┌──
PR #5010, opened 2021-05-18
programming vignette tweak

jangorecki:


tonyfischetti:
How come it's "Starting from version 1.15.0" and not "Starting from version 1.14.1"?

jangorecki:
Odd minor version numbers are development version that are not being released to CRAN. In Cran you will find only even minor versions of data.table. So the next CRAN version will be either 1.15.0 or 1.14.2. I bet for 1.15.0.

tonyfischetti:
Got it! Thanks for clearing that up :)

mattdowle:
We typically bump the 2nd number when there's a potential-breaking-changes section. The way current dev is looking, it would be released as 1.14.2.  Putting 1.14.2 in the vignette would hedge the bet.

PR #5016, opened 2021-05-20
combine consecutive stopifnot calls

MichaelChirico:
reduce visual clutter of multiple calls


mattdowle:
I'm ok to merge this one, but I don't really agree there was 'visual clutter' before. So I'd prefer not to see a whole lot more of PRs like this one, or greps or linters about this. Maybe this is a one off unusual one, but just saying just in case it's not. It's not like a bunch of checks on arguments ranks highly on lines we need to scrutinize. I see these lines as similar to long error messages which scroll off my screen to the right out of the way which I like very much because I like the long detail of long messages out of the way of the actual logic (I can scroll over I want, or choose to set my editor to wrap if I want). Not that you've reduced line length in this PR, though, so I'm fearing that might be on your agenda. 3 stopifnot's instead of 1 wasn't clutter. At least, relative to the project's to do list.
└──
_What you need to do_: Produce the entries again, character for character.

_Solution to this exercise_:
PR #5010, opened 2021-05-18
programming vignette tweak

jangorecki:


tonyfischetti:
How come it's "Starting from version 1.15.0" and not "Starting from version 1.14.1"?

jangorecki:
Odd minor version numbers are development version that are not being released to CRAN. In Cran you will find only even minor versions of data.table. So the next CRAN version will be either 1.15.0 or 1.14.2. I bet for 1.15.0.

tonyfischetti:
Got it! Thanks for clearing that up :)

mattdowle:
We typically bump the 2nd number when there's a potential-breaking-changes section. The way current dev is looking, it would be released as 1.14.2.  Putting 1.14.2 in the vignette would hedge the bet.

PR #5016, opened 2021-05-20
combine consecutive stopifnot calls

MichaelChirico:
reduce visual clutter of multiple calls


mattdowle:
I'm ok to merge this one, but I don't really agree there was 'visual clutter' before. So I'd prefer not to see a whole lot more of PRs like this one, or greps or linters about this. Maybe this is a one off unusual one, but just saying just in case it's not. It's not like a bunch of checks on arguments ranks highly on lines we need to scrutinize. I see these lines as similar to long error messages which scroll off my screen to the right out of the way which I like very much because I like the long detail of long messages out of the way of the actual logic (I can scroll over I want, or choose to set my editor to wrap if I want). Not that you've reduced line length in this PR, though, so I'm fearing that might be on your agenda. 3 stopifnot's instead of 1 wasn't clutter. At least, relative to the project's to do list.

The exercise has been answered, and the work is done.